(PROVIDED INFORMATION)
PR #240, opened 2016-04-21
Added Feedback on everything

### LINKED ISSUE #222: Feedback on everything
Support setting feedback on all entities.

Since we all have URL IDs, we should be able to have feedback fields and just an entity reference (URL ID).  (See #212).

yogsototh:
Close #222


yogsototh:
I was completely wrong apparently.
---
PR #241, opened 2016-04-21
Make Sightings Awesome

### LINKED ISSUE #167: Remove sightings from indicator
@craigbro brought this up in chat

(WHAT IS BEING ASKED)
Using the entries above, return exactly the lines from the line with "Make Sightings Awesome" to the line with "this up in chat", counting both of those lines.

(OUTPUT FOR THIS TASK)
Make Sightings Awesome

### LINKED ISSUE #167: Remove sightings from indicator
@craigbro brought this up in chat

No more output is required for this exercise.